The presumptive dignity and explicability of all species is Star Trek 101. There’s a reason the Enterprise doesn’t go into every first contact scenario with shields already raised, but it may never have been addressed as clumsily as here. In between check-ins with the Klingons and Lorca — who spends most of the episode bullying his science officer, Paul Stamets, into improving the spore drive sufficiently to rescue Klingon-besieged miners trapped in a web series green screen — Burnham and Landry have a truncated, clumsy, deeply dumb argument. Burnham’s weird search for the tardigrade’s underlying motives is entirely beside the point (even if the script eventually rewards her motivated reasoning). The creature’s immune to bat’leth’s and phaser fire, so Landry’s preferred plan to sample a claw nail for analysis sounds only logical. Too bad it leads to one of the dumbest decisions in Starfleet history, when Landry pops open the enclosure and attempts to procure a sample herself, armed only with the phaser rifle she already knew had no effect.

When the greasy trash bag monster killed Tasha Yar (Denise Crosby), it felt capricious and mean-spirited. The monster, Armus, hits her with a wave of energy that sends her flying. She lands already dead, dismissed as callously as any redshirt. But at least Tasha Yar died trying to rescue people, rather than auditioning for the chief of security dumbass award. Letting down the force field between you and a creature that ripped through a dozen Klingons is the kind of choice that’d be remarkably dumb in a B-horror movie context. Here, it’s just obscene.

With Georgiou and now Landry dead, Discovery’s ensemble is losing its women characters at an incredible pace. Now it’s just Burnham and her roommate, Cadet Sylvia Tilly (Mary Wiseman), who is still a highlight in this fourth episode. Tilly really is one of the stranger and more interesting characters on TV right now: a genuine Con attendee geek who drops in like a fan gushing at the mic during a Q&A. It sounds annoying, but it’s really endearing and oddly self-referential, as Tilly steps up to deliver the sentimental pep talk we’d give beloved characters when they’re at their lowest.

The sheer awful stupidity of Landry’s death overwhelms what otherwise would be one of the stranger and borderline repulsive subplots to appear in a Star Trek show. Burnham’s intuition that there’s more to Ripper than just its claws proves out. As a creature of the spore network, the tardigrade’s brain is like an organic supercomputer capable of completing the navigational calculations Stamets and Lorca need to finally get the spore drive operational. They rescue those miners from their cheap B-unit effects budget, but doing so requires strapping a living creature into a nipple torture device (how Stamets’ research partner built a tardigrade-steered star drive aboard the Discovery’s sister ship without Stamets’ knowledge is a bit of a mystery).

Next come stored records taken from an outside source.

Issue #12, opened 2024-11-21
Refactor "withdrawFees" to allow anyone to call it


PaulRBerg:
Refactor the `withdrawFees` function to allow any account to call it, and always transfer the ETH fees to the contract admin. The `to` parameter is removed.

Rationale:

- Allowing any account to claim makes it possible to work with fee collector services such as [Mimic](https://x.com/mimicfi/status/1750917624832119150?s=46)
- The contract admin will be a multisig, which would make withdrawals cumbersome to perform

PR #13, opened 2024-11-21
refactor: remove caller constraint from`withdrawFees`

smol-ninja:
Closes https://github.com/sablier-labs/airdrops/issues/12


PaulRBerg:
Thank you!

I've realized that `collectFees` would be a better name instead of `withdrawFees` to make a distinction between the Sablier fees and the user-facing functions related to withdrawing streamed tokens.

PR #14, opened 2024-11-26
Polish tests and scripts

andreivladbrg:
Context: the PR https://github.com/sablier-labs/airdrops/pull/5 was merged without a full review, so i will leave some suggested changes here.

#### Changes

test: remove the missing return value token
test: remove unused defaults
test: remove unneeded assert function
chore: add SALT as immutable


smol-ninja (approved):
Looks good.

Issue #1, opened 2024-11-15
Account for `string` in Create parameters


smol-ninja:
Related https://github.com/sablier-labs/v2-core/issues/1086

smol-ninja:
@razgraf for the campaigns, what shape name should be used? When a user claims, it would make call to create functions. Should we use `""` i.e. blank or do we want to use a custom name (may be campaign name) or do we want to specify shape name when creating a campaign?

smol-ninja:
Sounds good.

razgraf:
> specify shape name when creating a campaign which means storing it as an immutable parameter and then use it in claim flow

This sounds good to me!

smol-ninja:
Question: Since `shape` is redundant in `MerkleInstant`, it makes sense to pass it as a separate parameter for Merkle LL and LT instead of `ConstructorParams`. But that would add lot more code the contracts that anticipated. Would it be OK to ignore `shape` in `MerkleInstant` for this release? This will let me include `shape` in `ConstructorParams`.

Note: In the future, a good approach would be to have a shared constructor parameter between `createMerkleLL` and `createMerkleLT` and a separate for `createMerkleInstant`. A lot of parameters are common between LL and LT but unfortunately due to the same `ConstructorParams` across all create functions, we cannot DRY'ify the code between LL and LT.

RFC @sablier-labs/solidity

PaulRBerg:
It should be fine to ignore `shape` in `MerkleInstant` in the next release.

I also agree that we should have separate constructor parameters for `createMerkleInstant`.

PR #18, opened 2024-11-26
feat: include shape in merkle contracts

smol-ninja:
Closes https://github.com/sablier-labs/airdrops/issues/1.

### Changelog:
- Generates `salt` by encoding `baseParams` instead encoding parameters separately. This helps to prevent "stack too deep error" caused after adding `shape` in `keccak256(abi.encodePacked(..))` of salt.
- Refactors `asset` to `token` as a result of https://github.com/sablier-labs/v2-core/pull/1097.
- Adds a variable `shape` of type `string`. Instead of reverting on longer than 32 chars length, it truncates the name to 32 chars.
- Reorders some test assertions alphabetically.
- Renames `NAME` to `CAMPAIGN_NAME` in `Defaults` contract.

@andreivladbrg the idea of storing shape as `bytes32` did not work because when the string of length less than 32 characters is stored as `bytes32`, it adds `0` to make it fit into 32 bytes slot which changes the length of the string upon conversion back to string. On the other hand, storing it as a string datatype preserves the string length as well in the storage. Therefore I decided to store it as a string and truncates its length if the length exceeds 32 characters.


PaulRBerg (changes requested):
feedback below

src/abstracts/SablierMerkleBase.sol
```diff
@@ -45,6 +45,9 @@ abstract contract SablierMerkleBase is
     /// @inheritdoc ISablierMerkleBase
     string public override ipfsCID;
 
+    /// @inheritdoc ISablierMerkleBase
+    string public override shape;
```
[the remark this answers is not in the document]
smol-ninja: `string` cannot have immutable property in Solidity. For it to be immutable, it must be a fixed sized type. I brainstormed a solution with @andreivladbrg for storing `shape` as `bytes32` which can be immutable. But the issue with that approach is included in the description of this PR.

src/abstracts/SablierMerkleBase.sol
```diff
@@ -69,6 +72,13 @@ abstract contract SablierMerkleBase is
         ipfsCID = params.ipfsCID;
         MERKLE_ROOT = params.merkleRoot;
         NAME = bytes32(abi.encodePacked(params.name));
+
+        // If the shape string exceeds 32 bytes, truncate it to prevent `claim` from reverting.
+        if (bytes(params.shape).length > 32) {
+            shape = string(abi.encodePacked(bytes32(abi.encodePacked(params.shape))));
+        } else {
+            shape = params.shape;
+        }
```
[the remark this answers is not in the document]
smol-ninja: I assume most shape names would be generated through the UI and will be smaller than 32 bytes. Given that shape is only for UI and is trivial for the protocol, reverting a tx would waster user's gas for something thats of little importance for the protocol functionality.

src/types/DataTypes.sol
```diff
@@ -12,13 +12,16 @@ library MerkleBase {
     /// @param ipfsCID The content identifier for indexing the contract on IPFS.
     /// @param merkleRoot The Merkle root of the claim data.
     /// @param name The name of the campaign.
+    /// @param shape The shape of Lockup stream useful to differentiate between streams in the UI. It is truncated if
```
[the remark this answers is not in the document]
smol-ninja: https://github.com/sablier-labs/airdrops/pull/18/commits/6aa7c01ab1577bc1dbb4b639e4b73f8b81566b8a

src/interfaces/ISablierMerkleBase.sol
```diff
@@ -53,6 +53,9 @@ interface ISablierMerkleBase is IAdminable {
     /// @notice Retrieves the name of the campaign.
     function name() external returns (string memory);
```
andreivladbrg, line 54: should we be more explicit with this? since we now have 2 strings, which both are considered "names"

src/abstracts/SablierMerkleBase.sol
```diff
@@ -69,6 +72,13 @@ abstract contract SablierMerkleBase is
         ipfsCID = params.ipfsCID;
         MERKLE_ROOT = params.merkleRoot;
         NAME = bytes32(abi.encodePacked(params.name));
+
+        // If the shape string exceeds 32 bytes, truncate it to prevent `claim` from reverting.
+        if (bytes(params.shape).length > 32) {
+            shape = string(abi.encodePacked(bytes32(abi.encodePacked(params.shape))));
+        } else {
+            shape = params.shape;
```
andreivladbrg, line 80: what if we use the same approach for  campaign name? store it as string and truncate it have only 32 bytes

we can add a helper function `truncateSToB32`

andreivladbrg (commented):
generally LGTM 👍

src/SablierMerkleFactory.sol
```diff
@@ -86,17 +86,7 @@ contract SablierMerkleFactory is
...
-                msg.sender,
-                baseParams.token,
-                baseParams.expiration,
-                baseParams.initialAdmin,
-                abi.encode(baseParams.ipfsCID),
-                baseParams.merkleRoot,
-                bytes32(abi.encodePacked(baseParams.name))
-            )
-        );
+        bytes32 salt = keccak256(abi.encodePacked(msg.sender, abi.encode(baseParams)));
```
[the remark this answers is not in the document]
smol-ninja: Haha. I had the same question.

src/abstracts/SablierMerkleBase.sol
smol-ninja: Sounds good to me.

src/interfaces/ISablierMerkleBase.sol
andreivladbrg: `shape` and `ipfsCID` are self explanatory, but IMO `name` can lead to confusion
but, i am ok to keep the current as i don't have a strong opinion

smol-ninja: I think I understood your point. Also, the DX is better if we use `campaignName` instead of `name`. I am in favour of it.

andreivladbrg: ok, let's use `campaignName`

andreivladbrg:
pushed a commit to address the feedback, lmk if it looks good @smol-ninja

smol-ninja:
Yes. Thanks for the commit. Looks good to me. Can you please approve the PR if there are no more suggestions?

PR #20, opened 2024-11-27
Polish tests

andreivladbrg:
#### Changes
- test: import Assertions from lockup 
- test: remove duplicated assertEq functions in Assertions
- test: update tests accordingly

### DIFF
--- a/tests/fork/merkle-campaign/MerkleLT.t.sol
+++ b/tests/fork/merkle-campaign/MerkleLT.t.sol
@@ -210,8 +210,7 @@ abstract contract MerkleLT_Fork_Test is Fork_Test {
             defaults.tranchesMerkleLT({
                 streamStartTime: defaults.STREAM_START_TIME_ZERO(),
                 totalAmount: vars.amounts[params.posBeforeSort]
-            }),
-            "tranches"
+            })
         );
         assertEq(lockup.getUnderlyingToken(vars.expectedStreamId), FORK_TOKEN, "token");
         assertEq(lockup.getWithdrawnAmount(vars.expectedStreamId), 0, "withdrawn amount");
--- a/tests/integration/concrete/lt/claim/claim.t.sol
+++ b/tests/integration/concrete/lt/claim/claim.t.sol
@@ -142,8 +142,7 @@ contract Claim_MerkleLT_Integration_Test is Claim_Integration_Test, MerkleLT_Int
         // It should create a stream with `STREAM_START_TIME` as start time.
         assertEq(
             lockup.getTranches(expectedStreamId),
-            defaults.tranchesMerkleLT({ streamStartTime: streamStartTime, totalAmount: defaults.CLAIM_AMOUNT() }),
-            "tranches"
+            defaults.tranchesMerkleLT({ streamStartTime: streamStartTime, totalAmount: defaults.CLAIM_AMOUNT() })
         );
         assertEq(lockup.getUnderlyingToken(expectedStreamId), dai, "token");
         assertEq(lockup.isCancelable(expectedStreamId), defaults.CANCELABLE(), "is cancelable");
--- a/tests/integration/concrete/lt/constructor.t.sol
+++ b/tests/integration/concrete/lt/constructor.t.sol
@@ -117,6 +117,6 @@ contract Constructor_MerkleLT_Integration_Test is Integration_Test {
 
         vars.actualTranchesWithPercentages = constructedLT.getTranchesWithPercentages();
         vars.expectedTranchesWithPercentages = defaults.tranchesWithPercentages();
-        assertEq(vars.actualTranchesWithPercentages, vars.expectedTranchesWithPercentages, "tranchesWithPercentages");
+        assertEq(vars.actualTranchesWithPercentages, vars.expectedTranchesWithPercentages);
     }
 }
--- a/tests/utils/Assertions.sol
+++ b/tests/utils/Assertions.sol
@@ -2,49 +2,12 @@
 // solhint-disable event-name-camelcase
 pragma solidity >=0.8.22;
 
-import { IERC20 } from "@openzeppelin/contracts/token/ERC20/IERC20.sol";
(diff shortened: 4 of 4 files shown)


PaulRBerg:
Agree with Shub.

I will close this PR as we have to share the final commits for scoping the audit ASAP.

andreivladbrg:
to @smol-ninja 

> Why should this repo not have its own set of constants? What if we need to add a new constant in the future?

it is not about _not_ having its own set of constants; it's about not maintaining the _same code_ in both places, given they are the same. if the airdrops repo requires its own unique constants, i am more than happy to add them.

btw, i also think we should remove some constants that can be obtained from `forge-std`, as this: https://github.com/foundry-rs/forge-std/blob/83c5d212a01f8950727da4095cdfe2654baccb5b/src/StdUtils.sol#L23-L24

> Same concern about assertions. IMO this repo should not depend on lockup's utils contracts. It gives us less flexibility over having its own utils contracts

on this point, i disagree. what is the purpose of adding them in the NPM package if even we are not using the testing utils across our repos? with the same rationale, why don't we re-implement the `PRBMathAssertions` instead of importing and using them?

i am completely against keeping these:
https://github.com/sablier-labs/airdrops/blob/850245445c7d1fba9e347c1e931f5c4f3fcb305b/tests/utils/Assertions.sol#L20-L48

>See point 2 in https://github.com/sablier-labs/airdrops/pull/5#issue-2663552581, which imo makes sense. https://github.com/sablier-labs/airdrops/pull/5#issuecomment-2489256584 as well.

thanks for sharing this again. at the time i first read it, i wasn’t sure what you meant since i hadn’t reviewed the tests. now i understand.

>Why FEE is not more appropriate for Defaults? Fee is a contract variable that can be changed. 

actually, `FEE` for airdrops would be more appropriate as a constant, as it is declared as immutable in the merkle base contract. for lockup, it can be declared in defaults. wdyt?

---

to @PaulRBerg 

> I will close this PR as we have to share the final commits for scoping the audit ASAP.

i completely agree that we need the final commits for scoping the audit, but at the same time, given that tests are not included in the scope, i believe making changes to the tests is not relevant at all to the audit process

smol-ninja:
> it's about not maintaining the same code in both places

I believe the maintenance cost of `Constants` and `Assertions` is near zero. We rarely make changes to that. 

> if the airdrops repo requires its own unique constants, i am more than happy to add them

Hypothetically, its possible that in future, we only release a new version of lockup but no new version of airdrops. In that case, we may be interested into updating value of `JULY_1_2024` for lockups while keeping it same for airdrops. If let airdrops depend on lockup, we may need to think twice while making such changes.

> btw, i also think we should remove some constants that can be obtained from forge-std,

I remember discussing this sometimes in the past. The reason we chose to define our own variables is due to consistency with the names. Foundry has `UINT256_MAX` whereas we have `MAX_UINT256`.

> what is the purpose of adding them in the NPM package

Good point and I do not know. Wouldn't it be useful for integrators?

> why don't we re-implement the PRBMathAssertions instead of importing and using them

`Assertions` inherit from `PRBMathAssertions`. This is different. I am in favour of having Airdrops' `Assertions` inheriting from Lockup's `Assertions`.

>  am completely against keeping these:

OK. Then what do you think about above point?

> actually, FEE for airdrops would be more appropriate as a constant, as it is declared as immutable in the merkle base contract

But its not immutable in Factory where its also tested.

--------

I agree with @andreivladbrg there was no need to close this PR as it had no `src` related changes.

andreivladbrg:
> I believe the maintenance cost of `Constants` and `Assertions` is near zero. We rarely make changes to that.

true, but so was with murky's merkle contract, and we decided to import it

> Hypothetically, its possible that in future, we only release a new version of lockup but no new version of airdrops. In that case, we may be interested into updating value of JULY_1_2024 for lockups while keeping it same for airdrops. If let airdrops depend on lockup, we may need to think twice while making such changes

no problem at all with this, we simply won't update the airdrop repo with the new lockup version. we can have in `package.json` the NPM version in sync with airdrop. `@sablier/lockup": 2.0.0` or `github:sablier-labs/v2-core#commit_hash`. thus the only update made will be for lockup.

> I remember discussing this sometimes in the past. The reason we chose to define our own variables is due to consistency with the names. Foundry has UINT256_MAX whereas we have MAX_UINT256.

small thing for me, we can follow their way of declaring the constants (i.e. `UINT256_MAX`). and i actually prefer it, as it is easier alphabetically order them.

>  I am in favour of having Airdrops' Assertions inheriting from Lockup's Assertions.

great, in that case, we will need to remove the `assertEq` functions mentioned above.

<details><summary>to remove</summary>
<p>

https://github.com/sablier-labs/airdrops/blob/850245445c7d1fba9e347c1e931f5c4f3fcb305b/tests/utils/Assertions.sol#L20-L48

</p>
</details> 

> OK. Then what do you think about above point?

did you review the code? it was exactly what this PR was doing

> But its not immutable in Factory where its also tested.

fair enough, we can keep it in `defaults`

PaulRBerg:
I have reopened the PR, but I will let you debate the merits of it.

smol-ninja:
> small thing for me, we can follow their way of declaring the constants (i.e. UINT256_MAX). and i actually prefer it, as it is easier alphabetically order them

Fair point. Agree with you.

> did you review the code? it was exactly what this PR was doing

Yes I did. And I overlooked that this PR inherits Airdrops' `Assertions` from Lockup's `Assertions`. Very sorry about that. I saw that `Constants` got deleted and I wrongly assumed that `Assertions` got deleted as well.

> fair enough, we can keep it in defaults

Thanks. Lets do it. But since `FEE` is also declared in Lockup's `Constants`, we can't do it without renaming the variable. Other approach is to delete `FEE` from Lockup's `Constants` and define it in Lockup's `Defaults`. But this is what I was referring to. That having a `Constants` in airdrops would make it easier to make changes. Otherwise, to make it work, we would have to change it in Lockup, and then update commit in Airdrops' bun.

smol-ninja (approved):
Thanks. Looks good to me now.

PR #23, opened 2024-12-04
build: adds dependency from commit hash

smol-ninja:
Everytime there is a new commit in `v2-core`, the [CI fails](https://github.com/sablier-labs/airdrops/actions/runs/12152328558/job/33888533868) in this repo because the last commit of `v2-core` does not match with the commit hash from the bun lockfile. Therefore, this PR hard codes the commit hash of `v2-core`.


smol-ninja:
merging this otherwise CI would keep failing.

Burnham doesn’t like this one bit, maybe because it’s the kind of moral monstrosity common to evil empires overthrown by the Doctor. But that fight with Lorca will have to wait for a later episode.

Hopefully this fourth episode is a misstep and not an indication of Star Trek: Discovery’s trajectory through the rest of its first season. But the death of a compelling and under-developed character, which seemingly follows Game of Thrones’ “anyone can die” reasoning, will ensure “The Butcher’s Knife Cares Not for the Lamb’s Cry” won’t be forgotten. After Tasha Yar’s embarrassing end, The Next Generation wrote her a new death in one of the series’ best episodes: “Yesterday’s Enterprise.” That could be a benchmark for Star Trek: Discovery — will it ever become a show smart enough, great enough, to reckon with its own worst moments?

Bye, Commander Landry, your death will be a subject of sheepish recollection in Star Trek documentaries to come.